Jean-Baptiste, dans le sein d’Elisabeth, ce tout petit, si fragile, si invisible, sera plus tard un grand prophète. Jésus dira même de lui «  En vérité, je vous le dis, parmi ceux qui sont nés d'une femme, il ne s'en est pas levé de plus grand que Jean le Baptiste. » (Mt 11,11)
Jésus lui-même, dans ce passage d’évangile, encore si petit, tout juste conçu dans le sein de sa mère, et que Jean-Baptiste peut déjà reconnaître, deviendra le plus grand personnage de l’Histoire des hommes.
Tout cela, par l’action de l’Esprit Saint. Car, en réalité, le personnage central de cet épisode, c’est bien l’Esprit Saint. C’est l’Esprit Saint qui a permis à Marie de concevoir son enfant. C’est poussée par l’Esprit Saint que Marie se rend chez sa cousine pour l’assister pendant sa grossesse. C’est encore l’Esprit Saint qui fait tressaillir Jean-Baptiste dans le sein de sa mère. C’est l’Esprit Saint enfin qui vient envahir Elisabeth et qui, par sa bouche, « d’une voix forte » nous dit St Luc, annonce la Bonne Nouvelle de Dieu : L’enfant que porte Marie, c’est le Seigneur, c’est Dieu lui-même !

        On le voit, c’est par les plus petits que l’Esprit Saint peut le mieux agir pour nous révéler Dieu.
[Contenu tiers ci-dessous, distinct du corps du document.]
PR #3315, opened 2023-01-27
Add initial (naive) BitBucket Server support

jpellizzari:
Part of https://github.com/weaveworks/weave-gitops-enterprise/issues/2271

Adds repo URL parsing support for BitBucket using a simple path match.

### DIFF
--- a/pkg/gitproviders/factory.go
+++ b/pkg/gitproviders/factory.go
@@ -12,9 +12,10 @@ import (
 type GitProviderName string
 
 const (
-	GitProviderGitHub GitProviderName = "github"
-	GitProviderGitLab GitProviderName = "gitlab"
-	tokenTypeOauth    string          = "oauth2"
+	GitProviderGitHub          GitProviderName = "github"
+	GitProviderGitLab          GitProviderName = "gitlab"
+	GitProviderBitBucketServer GitProviderName = "bitbucket-server"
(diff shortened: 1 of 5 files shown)


jpellizzari:
@yiannistri It wasn't immediately obvious how we can detect a bitbucket provider URL using Viper or env vars. Any ideas there?

yiannistri:
@jpellizzari  we don't need to detect the provider from the URL, there's a map[string]string that gets populated from a Kubernetes secret that maps the URL to the provider type, for example in the `detectGitProviderFromURL` function the `gitHostTypes` parameter will be
```
gitHostTypes[bitbucket.acme.com: bitbucket-server
```
So we can use that value to determine the provider.

yiannistri:
There's a reference to this in the docs but it's not super clear https://github.com/weaveworks/weave-gitops/blob/main/website/docs/installation/weave-gitops-enterprise/index.mdx?plain=1#L233-L236

jpellizzari:
> @jpellizzari we don't need to detect the provider from the URL, there's a map[string]string that gets populated from a Kubernetes secret that maps the URL to the provider type, for example in the `detectGitProviderFromURL` function the `gitHostTypes` parameter will be

Fixed! PTAL

yiannistri (approved):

Le regard de Dieu pour les plus petits est un regard toujours bienveillant, un regard qui fait confiance, qui aide à grandir. En se révélant à travers les plus petits, Dieu nous aide à changer notre regard, en bousculant nos priorités, en reconsidérant la hiérarchie de nos valeurs.

        Et notre monde, lui, quel regard porte-t-il sur les plus petits ? Est-il encore capable de voir à travers eux la révélation de Dieu ? En ces temps proches de Noël, où l’enfant de la crèche a pratiquement disparu des cartes postales, au profit d’un vieux monsieur tout en rouge et à la grande barbe blanche, quelle place laisse-t-on aux faibles et aux petits ? Quand les médias diffusent en continu des messages publicitaires incitant à consommer de plus en plus, quelle place est laissée aux pauvres, à ceux qui n’ont pas les moyens de suivre ce rythme effrénée du gaspillage des biens ? Parmi cette débauche de lumières, de décorations exubérantes et luxueuses qui envahissent nos rues et nos magasins, quelle place est laissée aux plus humbles, aux plus discrets ?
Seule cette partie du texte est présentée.